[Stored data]

**********

PR #477, opened 2022-06-03
typo in nonograms.md

fccm:


tmattio:
This is not a typo, the inclusion of `;;` at the end of OCaml phrases is recommended by `mdx`.

fccm:
Yes this is a typo because the function expects 2 arguments, and there is a `;;` after each arguments.
The second argument is given on the second line, and you can see that the `;;` is there.
If you put an additional `;;` in the middle of the argements, the function application will be partial, and the second argument that is after the first `;;` will not be passed to the function.
I tested in the toplevel to be sure.
(it's true that it's not that easy to read)

tmattio:
You're right, apologies!

We should be checking this with `mdx`, but I guess we skipped it because we didn't provide a solution for the `solve` function. Do you happen to have the solution implemented somewhere? (reading between the line that you may as you've tested in the top-level)

PR #490, opened 2022-06-12
Correct small spelling mistake on https://ocaml.org/problems#3

joshniec:
While working through the problems on https://ocaml.org/problems to learn OCaml I noticed an ever so small spelling mistake, thought I would do my part in correcting it rather than letting it sit (I know, I know, it's extremely nit picky) 

Also, when attempting to write a solution for problem # 3, it references the implementation of `List.nth` as the problem statement, which uses zero based numbering, however, the solution uses one based numbering. To align with the problem statement, should the solution be updated to:

```ocaml
# let rec at k = function
    | [] -> None
    | h :: t -> if k = 0 then Some h else at (k - 1) t;;

(* passes using zero based numbering *)
# let%test "zero based numbering" = at 2 [ 6; 5; 4; 3; 2; 1; 0 ] = Some ( List.nth [ 6; 5; 4; 3; 2; 1; 0 ] 2 ) (* 4 *)
```

(FWIW my solution was much uglier but something I noticed when writing tests for my solution and against the proposed solution)

### DIFF
--- a/data/problems/003_nth_element.md
+++ b/data/problems/003_nth_element.md
@@ -10,13 +10,13 @@ tags: [ "list" ]
 ```ocaml
 # let rec at k = function
     | [] -> None
-    | h :: t -> if k = 1 then Some h else at (k - 1) t;;
+    | h :: t -> if k = 0 then Some h else at (k - 1) t;;
 val at : int -> 'a list -> 'a option = <fun>
 ```
 
 # Statement
 
-Find the K'th element of a list.
+Find the N'th element of a list.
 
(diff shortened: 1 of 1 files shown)


tmattio:
Thanks a lot @joshniec 🙂 

The solution didn't have to follow the behavior of `List.nth`, but I agree it's better to follow the same conventions as the standard library. I pushed your suggestion with a small fix in the exercise statement as well.

joshniec:
Thanks @tmattio!

PR #493, opened 2022-06-14
Change CPU usage color

JiaeK:
This PR fixes the color of the CPU usage bar blue to green, as it was planned. 
Before the fix, the color was just like the memory usage bar (blue). And after it would look like the below screenshot. 

cpu color after


tmattio:
Thank you @JiaeK 🙂

Issue #486, opened 2022-06-10
Package redirect not fully functional


Leonidas-from-XIV:
If I visit [ocaml.org/p/yojson](https://ocaml.org/p/yojson) I get redirected to the last release, which I think is a great feature to ensure stable URLs, I really enjoy this.

Unfortunately though if I visit [ocaml.org/p/yojson/](https://ocaml.org/p/yojson/) I get.. a page. Not a 404 page, not a redirect, just nothing.

I know that the URLs are not equivalent but it would be nice if the version with the slash worked too.

koonwen:
Hello I'm a new contributor!

I took a look into this issue and it seems like there is already middleware that was set up to drop the trailing slash.  https://github.com/ocaml/ocaml.org/blob/8808e5c348efb4c49d67ba7771f490b360bb36b2/src/ocamlorg_web/lib/router.ml#L60-L70 
However, after closer inspection of how Dream works, it seems that middleware is **only** run if there is a route in the scope that matches the request exactly. This means that `Middleware.no_trailing_slash` is never actually run for its intended purpose because none of the routes are registered with a trailing slash. A simple way to make this redirect behavior work is just to register routes with it's corresponding "**/" pair.

For example
```ocaml
[
Dream.get (Url.package ":name") (Handler.package t); 
Dream.get (Url.package ":name/") (Handler.package t)
]
```

But this solution is probably not ideal because the codebase will be littered a lot of extra routes with dummy handlers.

Other than this, I also tried to put the redirect logic into a handler which acts as a catch-all case when none of the routes match. The problem with this is that the wildcard `Dream.get "/**" ...` is already used for getting static files. To work around this, I can suggest that for the scopes that have `Middleware.no_trailing_slash` registered (graphql_route/page_routes/package_route), we can

1. Add prefixes to these scopes
2. Register the catch-all route handler in these scopes

What do you think about this proposal @tmattio ?

tmattio:
Fixed in #514

PR #514, opened 2022-07-04
Fix trailing slash redirection

tmattio:
The middleware was only applied when a match was found for the route in the defined scope, which defeats the purpose of handling unknown routes ending with a slash to the correct routes.

This commit makes the trailing slash middleware global to every request.


tmattio:
@koonwen thanks a lot for investigating the issue in #486, do you want to have a look at this PR?

koonwen:
Sure! Let me have a look through

koonwen:
This solution is great! I didn't realize you could just install the Middleware to run globally. Thank you for sharing it! I'll snoop around and see if there are more issues that I can help out with!

PR #518, opened 2022-07-05
compilation time graph fix

### LINKED ISSUE #407: compilation time graph on the landing page is useless
the plot of compilation times https://v3.ocaml.org/img/home/workfaster.svg is lacking units on the y axis. that should be added as well as a rough spec of the processor(s) used to get the timing. this issue has been pointed out before in the discuss thread but has not been fixed. in its current form the plot feels like dishonest advertisement.

MirzaBabarBaig:
Fixes #407


tmattio:
Thanks @MirzaBabarBaig!

Issue #453, opened 2022-05-04
RSS feed for OCaml Blog


mndrix:
The [OCaml Blog](https://ocaml.org/blog) has some excellent content, however it appears not to publish an RSS feed of its own articles.  I searched the page for "rss" and "atom". I also examined the HTML looking for `<link rel="alternate" ...>`. If the blog has its own RSS feed, I couldn't find it.

Having an RSS or Atom feed that lists recent OCaml Blog articles, would make it easier for those using feed readers to follow the OCaml Blog.

tmattio:
There's no RSS feed for the blog at the moment, but it could be implemented relatively easily I think. We could take example from Mirage's website which has a similar tech stack and provides an RSS feed: https://github.com/mirage/mirage-www/blob/master/lib/mirageio.ml#L73

koonwen:
Hi! I'd like to work on this if nobody has started on it!

tmattio:
Thanks @koonwen! I think @MirzaBabarBaig started working on it?

tmattio:
@koonwen you can take over the issue if you want 🙂

koonwen:
Okay thanks! I'll start working on it.

tmattio:
Done in #524 and live at https://ocaml.org/feed.xml 🎉

brabalan:
Thank you! I confirm it works with my tiny tool to populate the OCaml Weekly News.

PR #524, opened 2022-07-07
Add rss

koonwen:
This PR addresses #453 

I didn't quite follow the mirage example because I couldn't get their RSS feed working. 

Instead, I added some logic inside the scraping function to also generate an atom.xml file that is served directly from the filesystem.

**On a side note, I seem to have a dependency issue when I build the project, wondering if anybody else is facing this and has a fix. The conflict is between the `ocaml-lsp-server` and `hilite` package. I can only have one or the other in the switch at a time. This is quite troublesome because if I run `ocaml-lsp-server` during development, I will have to recompile the switch everytime I want to perform a build to install `hilite`
```bash
❯ opam install ocaml-lsp-server
The following actions will be performed:
  ⊘ remove    hilite           0.1.0                 [conflicts with omd]
  ↘ downgrade omd              2.0.0~alpha2 to 1.3.1 [required by ocaml-lsp-server]
  ∗ install   ocaml-lsp-server 1.12.1
```


src/ocamlorg_frontend/url.ml
```diff
@@ -35,6 +35,7 @@ let releases = "/releases"
 let release v = "/releases/" ^ v
 let workshop v = "/workshops/" ^ v
 let blog = "/blog"
+let atom = "/atom"
```
tmattio: Perhaps a more standard URL for RSS feed is `/feed.xml`. But also if you generate the file in `asset`, you don't need to add a route for it. 
```suggestion
```

tool/ood-gen/lib/rss.ml
```diff
@@ -31,6 +31,12 @@ let feeds () =
 
 let scrape () =
   let feeds = feeds () in
+  let id = Uri.of_string "https://ocaml.org/atom" in
+  let title : Syndic.Atom.title = Text "OCaml.org blog" in
+  let updated = Ptime.of_float_s (Unix.gettimeofday ()) |> Option.get in
+  let entries = feeds |> River.posts |> River.create_atom_entries in
+  let feed = Syndic.Atom.feed ~id ~title ~updated entries in
+  Syndic.Atom.write feed "data/rss/atom.xml";
```
tmattio: You can generate the file in `asset/feed.xml`, and the file will be available directly from https://ocaml.org/feed.xml
```suggestion
Syndic.Atom.write feed "asset/feed.xml";
```

src/ocamlorg_web/lib/router.ml
```diff
@@ -40,6 +40,7 @@ let page_routes =
       Dream.get (Url.release ":id") Handler.release;
       Dream.get (Url.workshop ":id") Handler.workshop;
       Dream.get Url.blog Handler.blog;
+      Dream.get Url.atom Handler.atom;
```
tmattio: You don't need a new route if you generate the file in the asset directory.
```suggestion
```

src/ocamlorg_web/lib/handler.ml
```diff
@@ -179,6 +179,9 @@ let blog req =
     (Ocamlorg_frontend.blog ~featured ~rss:current_items ~rss_page:page
        ~rss_pages_number:number_of_pages ~news)
 
+let atom =
+  Dream.from_filesystem "data/rss/" "atom.xml"
+
```
tmattio: We can't depend on the filesystem in production, instead we [crunch](https://github.com/mirage/ocaml-crunch) the static file into the server binary.
```suggestion
```

tmattio (commented):
Thanks a lot for getting the ball rolling on this @koonwen!
The approach looks great, the only thing I can see is that we don't need all the machinery to serve the file if you generate it in `asset/` directly. It would then be crunched at compile time and available as a static asset at https://ocaml.org/feed.xml

tmattio:
> This is quite troublesome because if I run ocaml-lsp-server during development, I will have to recompile the switch everytime I want to perform a build to install hilite

You can try using the (very experimental and unreleased) OCaml Platform installer: https://github.com/tarides/ocaml-platform-installer. Don't hesitate to leave feedback on the repo if you use it 🙂

koonwen:
Thanks for the pointers @tmattio, they are super helpful! I've made the changes you've suggested so that we are serving the /feed.xml directly from assets/. Let me know if there's anything I missed out!

src/ocamlorg_web/lib/handler.ml
koonwen: I'm not sure I fully understand this, why is the filesystem less reliable than a server binary?

tmattio (approved):
Looks great! Thanks again @koonwen 🎉 

I'll merge in staging to test it on the live environment and if everything works, I'll push to main.

One small note: linting the feed.xml file with https://validator.w3.org/feed/#validate_by_input, it looks like it's not entirely valid. It's not blocking the PR I think since RSS readers should still be able to parse it, but it would be a nice follow-up work to make it valid if you're interested 🙂

koonwen:
> One small note: linting the feed.xml file with https://validator.w3.org/feed/#validate_by_input, it looks like it's not entirely valid. It's not blocking the PR I think since RSS readers should still be able to parse it, but it would be a nice follow-up work to make it valid if you're interested 🙂

Sure thing! I'll have another look at it!

kuchta:
Thank you @koonwen ❤️. Unfortunatelly it's not linked on the blog (well even on main) page so RSS readers won't find it.

koonwen:
Hi @kuchta, thanks for your comment! From my quick search, it seems like not pointing out the RSS link on sites is becoming common. https://zapier.com/blog/how-to-find-rss-feed-url/. I suppose this is the direction the ocaml.org is going for as well. In my experience, my RSS reader managed to find the feed just by providing the ocaml.org url. Maybe some readers haven't implemented the search heuristic to find hidden rss feeds yet. In any case, it could be useful to create a new issue and suggest this as a new feature!

cuihtlauac:
Hi @koonwen, thanks for your feedback. Do you think https://github.com/ocaml/ocaml.org/pull/719 will help solve https://github.com/ocaml/ocaml.org/issues/718 ? I must say I don't use RSS.

koonwen:
@cuihtlauac yup looks good to me! Thanks for the initiative!

PR #526, opened 2022-07-08
Add validation pass over entries

koonwen:
@tmattio This is a follow up from the previous RSS PR #524

As suggested, I have added some validation over the feed entries so that it passes https://validator.w3.org/feed/#validate_by_input. 

The validator still recommends some changes in the entry content (dangerous HTML tags) but I'm not sure we want to change this in case it affects the structure of the blog post. Do let me know if we need to clean the content as well!


tmattio:
Brilliant! Thank you @koonwen!

I wanted to suggest that a better place for this could be in [Syndic](https://github.com/Cumulus/Syndic) itself, as it seems like something you'll want to do for every Atom feeds. But seeing that the last commit on Syndic was 3 years ago, let's merge this here for now. You can still open a PR on Syndic if you want and when it gets merged and released, we can remove this validation on OCaml.org's side.

Issue #229, opened 2022-01-14
for opam releases, expose changelog and release date


avsm:
This makes it convenient to browse details of a given release.

Via @hannesm in https://twitter.com/h4nnes/status/1482019842030981121

hannesm:
what I meant is -- apart from OCaml releases -- this information would be nice to have for individual opam packages :)

cuihtlauac:
I believe these PRs:
* https://github.com/ocaml/ocaml.org/pull/530
* https://github.com/ocaml/ocaml.org/pull/564

have fixed this. Let's close it.

PR #530, opened 2022-07-14
Add publication dates to opam packages

### LINKED ISSUE #40: Add package publication date to overview, search results and package statistics

tmattio:
This PR adds support for displaying publication dates in OCaml packages.

The challenge is that opam doesn't provide any metadata for the publication dates. The publication date of a package is then the date of the first commit of the opam file of the package.

To get this information, we can run `git --no-pager log --format="%at" --reverse -- <filename>| head -1` on the file. However, this takes time, running it on the 26K files in the opam-repository takes more or less 3 hours on my computer. Running that operation at startup time like we do for other operations on the opam-repository is not an option.

Instead, this PR proposes to add a data file to the repository that contains the result of
```
find packages -type f | grep "/opam" | sort | while read filename; do
  echo "$filename $(git --no-pager log --format="%at" --reverse -- $filename | head -1)"
done
```

The file looks like
```
packages/0install-gtk/0install-gtk.2.15.2/opam 1585479891
packages/0install-gtk/0install-gtk.2.16/opam 1585854647
packages/0install-gtk/0install-gtk.2.17/opam 1588602382
packages/0install-solver/0install-solver.2.17/opam 1588602382
```

So each line is an opam package with the file path and the timestamp separated by a whitespace.

We can then parse this file and generate an OCaml module at build time that will contain the list of `(filepath, timestamp)`.

As part of this PR, we add a CI that will regenerate this file on a weekly basis.

Fixes https://github.com/ocaml/ocaml.org/issues/40
Related to https://github.com/ocaml/ocaml.org/issues/229

**TODO**

- [x] Generate the complete file
- [x] Add the publication date in the package metadata in the frontend
- [x] Add the information to the GraphQL API


tmattio:
@koonwen I see that you've been quite active on the repository recently. Are you interested in reviewing this PR? 🙂

koonwen:
Sure thing! I'll have a look over the weekend 👍🏼

dra27:
Even on my Windows machine, this command is quite fast (15-25 seconds for the entire history). It's worth ensuring `diff.renamelimit` is at least 20000 so that it can cope with the OPAM 1.2.2 -> 2.0 migration in the history:

```
git log --diff-filter A --name-status --format="%ct" --first-parent --reverse
```

I then cheekily processed this output with awk:

```awk
/^[0-9]+/ {
  stamp = $0;
}

/^A\t/ {
  printf("%s %s\n", stamp, substr($0, 3));
}
```

but that should obviously be done in OCaml. A few notes:
- I'd suggest using `%ct` rather than `%at` - publication is when the file was committed, not authored. That said, the commit's commit time is still inaccurate - what's really wanted is the commit stamp of the _merge commit_
- There are duplicates (e.g. if a release gets reverted while revdeps are fixed - it's happened for alcotest and a few others IIRC). It's probably better to have the most recent publication date, hence using `--reverse` - the idea is that a fold down the lines will then give a map with the most recent publication date
- On my machine, adding `-- packages/*/*/opam` to the `git log` considerably slows the command down. Omitting it means that information is returned for invalid files, so that scanning of the lines should filter for that regex
- The `--first-parent` (used by `opam2web`) causes the commit time to be shown for the _merge commit_ rather than the author's commit (e.g. picked at random, `ocurl.0.7.0` which would show as 13 June 2017 for the author but the PR itself was merged on 14 June 2017)

tool/ood-gen/lib/opam_repository_timestamps.ml
```diff
@@ -0,0 +1,19 @@
+let all () =
+  let content = Data.read "opam-repository-timestamps.txt" |> Option.get in
+  let lines = String.split_on_char '\n' (String.trim content) in
```
dra27: If the file is altered to have the stamp first, then this can be done much more simply with `String.index_opt content ' '` (shouldn't trim either - we may not care, but the filename is perfectly permitted to end in spaces). That hardens against any possibility of a file with spaces (which can then be ignored by a later) vs rejecting all the valid stamps

src/ocamlorg_package/lib/info.ml
```diff
@@ -137,9 +138,22 @@ let mk_revdeps pkg pkgs rdepends =
     []
   |> Lwt.map List.rev
 
+module String_map = Map.Make (String)
+
+let get_publication package =
+  let name = OpamPackage.name_to_string package in
+  let name_with_version = OpamPackage.to_string package in
+  let path = Printf.sprintf "packages/%s/%s/opam" name name_with_version in
```
dra27: `name_with_version` is itself a key - it'd be simpler if map were set-up so that `name.version` was already the key rather than having to put `packages/name/name.version/opam` back in

dra27 (commented):
A couple of drive-by comments, but very much looking forward to retiring this part of opam.ocaml.org :)

tmattio:
Thanks a lot for the review @dra27! I've updated the PR with your comments and this allows to move the population of timestamps at startup time instead of having a CI that generates a file: much more elegant!

src/ocamlorg_package/lib/opam_repository.mli
```diff
@@ -30,3 +30,6 @@ val new_files_since : a:string -> b:string -> (Fpath.t * string) list Lwt.t
 (** Files created during a range of commit. Associate the date at which each
     file as been added, in Git's relative format. Returns more recent files
     first. *)
+
+val get_package_to_timestamp : unit -> float OpamPackage.Map.t Lwt.t
+(** Get the timestamp of the first commit of the given file path. *)
```
koonwen:
```suggestion
(** Creates a map of package to timestamp, where the timestamp is the first commit of the package's opam file. *)
```
documentation

src/ocamlorg_package/lib/opam_repository.mli
```diff
@@ -30,3 +30,6 @@ val new_files_since : a:string -> b:string -> (Fpath.t * string) list Lwt.t
 (** Files created during a range of commit. Associate the date at which each
     file as been added, in Git's relative format. Returns more recent files
     first. *)
+
+val get_package_to_timestamp : unit -> float OpamPackage.Map.t Lwt.t
```
koonwen:
```suggestion
val create_package_to_timestamp : unit -> float OpamPackage.Map.t Lwt.t
```
Nitpicking here. I think this naming is less ambiguous

src/ocamlorg_package/lib/opam_repository.ml
```diff
@@ -133,3 +133,46 @@ let new_files_since ~a ~b =
...
+        let found =
+          match OpamPackage.of_string_opt pkg with
+          | Some pkg -> OpamPackage.Map.add pkg time found
+          | None -> found
+        in
+        read_file found time rest
+  in
+  read_time OpamPackage.Map.empty
+
+let get_package_to_timestamp () =
```
koonwen:
```suggestion
let create_package_to_timestamp () =
```
naming

src/ocamlorg_package/lib/info.ml
```diff
@@ -196,14 +199,16 @@ let of_opamfiles
   let dependencies = get_dependency_set packages opams in
   Logs.info (fun f -> f "Reverse dependencies...");
   let* rev_deps = rev_depends dependencies in
+  Logs.info (fun f -> f "Publication dates...");
+  let* timestamps = Opam_repository.get_package_to_timestamp () in
```
koonwen:
```suggestion
let* timestamps = Opam_repository.create_package_to_timestamp () in
```
naming

koonwen (commented):
Looks good to me! Just a nitpick on one of the function name.

Regarding the CI failure, I ran into this problem too and it has to do with the latest `timedesc` package release having API changes. If you constrain `(timedesc
   (= 0.6.0))` like in https://github.com/ocaml/ocaml.org/commit/a6571ad5ae66df682972b3e297db673dbb8dd530, the build should pass.

dra27:
> Regarding the CI failure, I ran into this problem too and it has to do with the latest `timedesc` package release having API changes. If you constrain `(timedesc (= 0.6.0))` like in [a6571ad](https://github.com/ocaml/ocaml.org/commit/a6571ad5ae66df682972b3e297db673dbb8dd530), the build should pass.

I haven’t looked, but what prevents updating the code to cope with the new API and using the superior `(timedesc (>= 0.8.0))`?

koonwen:
> > Regarding the CI failure, I ran into this problem too and it has to do with the latest `timedesc` package release having API changes. If you constrain `(timedesc (= 0.6.0))` like in [a6571ad](https://github.com/ocaml/ocaml.org/commit/a6571ad5ae66df682972b3e297db673dbb8dd530), the build should pass.
> 
> I haven’t looked, but what prevents updating the code to cope with the new API and using the superior `(timedesc (>= 0.8.0))`?

The return value of one of the `Timedesc.to_iso8601` is just a string in (0.8.0) instead of a string option in (0.6.0)

Easily enough, in `src/dream_dashboard/template/overview_template.eml`, altering
```ocaml
let human_date_of_timestamp ts = 
  let span = Timedesc.Span.make ~s:(Int64.of_float ts) () in
  let td = Option.get (Timedesc.of_timestamp ~tz_of_date_time:Timedesc.Time_zone.utc span) in
  Option.get (Timedesc.to_iso8601 td)
```
to
```ocaml
let human_date_of_timestamp ts = 
  let span = Timedesc.Span.make ~s:(Int64.of_float ts) () in
  let td = Option.get (Timedesc.of_timestamp ~tz_of_date_time:Timedesc.Time_zone.utc span) in
  Timedesc.to_iso8601 td
```
seems to work as well, so this might be a better option

dra27:
That seems better, yes - it doesn't look like the option-returning version is coming back (https://github.com/daypack-dev/timere/pull/53)

tmattio:
I applied the suggestions - thanks a lot for the review @koonwen and @dra27! 😁

PR #536, opened 2022-07-29
Add merlin-js in playground

voodoos:
This enable the use of `merlin-js` in the playground.

This requires a secondary worker: `merlin_worker`. This worker weights 1mb when gzipped.

Currently supported features of Merlin:
- Type on hover
- Errors highlighting
- Completion, including Stdlib modules.

https://user-images.githubusercontent.com/5031221/181747484-f9b1513c-6e5c-499d-a58a-084e51c83807.mov

@patricoferris: since Codemirror released the first stable V6 I thought it was a good idea to upgrade. I switched the pinned repository to my fork but this can be switched back when the upgrade will be upstreamed :-)

### DIFF
--- a/dune
+++ b/dune
@@ -34,10 +34,10 @@
   (deps
    (:js %{workspace_root}/src/ocamlorg_playground/worker.js))
   (action
-   (run jsoo_minify %{js} -o worker.js)))
+   (run jsoo_minify %{js} -o %{targets})))
  (rule
-  (targets merlin_worker.bc.js)
+  (targets merlin.js)
   (deps
    (:js %{workspace_root}/src/ocamlorg_playground/merlin_worker.bc.js))
   (action
-   (run jsoo_minify %{js} -o merlin_worker.bc.js))))
+   (run jsoo_minify %{js} -o %{targets}))))
--- a/dune
+++ b/dune
@@ -34,4 +34,10 @@
   (deps
    (:js %{workspace_root}/src/ocamlorg_playground/worker.js))
   (action
-   (run jsoo_minify %{js} -o worker.js))))
+   (run jsoo_minify %{js} -o worker.js)))
+ (rule
+  (targets merlin_worker.bc.js)
+  (deps
+   (:js %{workspace_root}/src/ocamlorg_playground/merlin_worker.bc.js))
+  (action
+   (run jsoo_minify %{js} -o merlin_worker.bc.js))))
--- a/dune-project
+++ b/dune-project
@@ -60,6 +60,7 @@
   js_top_worker
   js_top_worker-client
   code-mirror
+  merlin-js
   (js_of_ocaml
    (>= 4.0))
   tailwindcss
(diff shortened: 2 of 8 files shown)


voodoos:
@tmattio could you enable the CI ?

tmattio:
Thanks a lot @voodoos, this is a huge improvement on the playground! 🎉 

I tested it and it works really well! 🙂

One suggestion I have would be to have a "Problems" panel alongside the "Output" one to list all the errors detected by Merlin. That can come in another PR though.

> This requires a secondary worker: merlin_worker. This worker weights 1mb when gzipped.

I'm slightly concerned about the asset size. I don't think it will be a blocker since we're already sending a 3mb file... but still it would be nice to do some damage control.

- Did you have any idea on how we could decrease the bundle size? (do you know any jsoo incantation?)
- Is there a way to reuse the same worker? I'm assuming the two workers share a lot of code

> Currently supported features of Merlin

What are other Code Mirror features that Merlin could support that are not implemented in this PR? Could we document them somewhere in case someone would like to improve the playground after this PR is merged?

voodoos:
> One suggestion I have would be to have a "Problems" panel alongside the "Output" one to list all the errors detected by Merlin. That can come in another PR though.

Agreed that it would be very nice! However I probably won't be able to work on it anytime soon...

> I'm slightly concerned about the asset size. I don't think it will be a blocker since we're already sending a 3mb file... but still it would be nice to do some damage control.
>     * Did you have any idea on how we could decrease the bundle size? (do you know any jsoo incantation?)
>     * Is there a way to reuse the same worker? I'm assuming the two workers share a lot of code

I think it is a fairly small bundle regarding what's in: the complete collection of the Stdlib's CMTs.
I don't see how we could easily decrease it further. We could eventually load the CMTs asynchronously (it is 90% of the size of the bundle). But I don't think it is really worth it. Improvement could be made to the UI by showing a message saying "the toplevel is loading".

Workers load asynchronously so it doesn't slows the "first paint" and Merlin will be ready before the toplevel wich is a good thing IMO.

We could merge the workers but this would require some work, would delay Merlin's readiness and probably won't save a lot of weight: the only common part are the part of the runtime used by both workers.

However it looks like the toplevel's worker loading is blocking the editor from becoming responsive in the current version of the playground which is not satisfying since the javascript for the editor itself is only 120k.

> Currently supported features of Merlin
> What are other Code Mirror features that Merlin could support that are not implemented in this PR? Could we document them somewhere in case someone would like to improve the playground after this PR is merged?

The missing features that could be added:
- Jump to definition (inside the buffer, and maybe to the Stdlib sources ?)
- Fetch documentation comments from the Stdlib
- Load arbitrary CMT files from network
- Occurrences
- Destruct / Construct

I will probably work on some of these during the next hacking days.

tmattio:
I agree on keeping the workers separate. I've moved the toplevel worker initialisation so we don't wait for it to paint the editor. It would still be nice to investigate wether we can reduce the bundle sizes further, but since the workers are loaded async, let's not block the PR for this.

This is ready to go I think, thanks again for all your work on this :grin:

PR #538, opened 2022-08-08
Add OCaml Scientific Computing book

Leonidas-from-XIV:
As mentioned in the [OCaml Discuss](https://discuss.ocaml.org/t/ocaml-website-owl-book-not-listed/10274).


tmattio:
Thanks a lot @Leonidas-from-XIV!

A couple of thoughts:

- Let's keep the list of featured books to 3 so as to keep the Learn page to a reasonable size. I'd suggest removing More OCaml from the list and add OCaml Scientific Computing instead. More OCaml and OCaml From the Very Beginning are from the same author and I think featuring a books for beginners makes a bit more sense that an advanced one.
- Let's make the book's description a bit more concise. I think we could keep the first and third paragraph only, readers can read the table of content on the book's purchase page if the description caught their interest.

Leonidas-from-XIV:
Very good points, I've added these. Especially the long wall of text was actually more hurting than helping.

What I am somewhat unclear is how to find the books that are not featured. And who decides how on the amount of stars awarded to each book.

tmattio:
Thanks! I've pushed a fix for the layout on the Learn page and updated the link's name. This is ready to go 🙂 

> What I am somewhat unclear is how to find the books that are not featured.

They can be found at https://ocaml.org/books, which is linked in the footer, the Learn OCaml page, and the different resources sections (homepage, industrial users, etc.)

> And who decides how on the amount of stars awarded to each book.

They are taken from the books' Amazon page IIRC.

**********

■ **Exercise description**:
Precisely reproduce the lines of the entries, beginning at the first and ending at the one containing "We should be". Add nothing.

■ **Answer box**:
PR #477, opened 2022-06-03
typo in nonograms.md

fccm:


tmattio:
This is not a typo, the inclusion of `;;` at the end of OCaml phrases is recommended by `mdx`.

fccm:
Yes this is a typo because the function expects 2 arguments, and there is a `;;` after each arguments.
The second argument is given on the second line, and you can see that the `;;` is there.
If you put an additional `;;` in the middle of the argements, the function application will be partial, and the second argument that is after the first `;;` will not be passed to the function.
I tested in the toplevel to be sure.
(it's true that it's not that easy to read)

tmattio:
You're right, apologies!

We should be checking this with `mdx`, but I guess we skipped it because we didn't provide a solution for the `solve` function. Do you happen to have the solution implemented somewhere? (reading between the line that you may as you've tested in the top-level)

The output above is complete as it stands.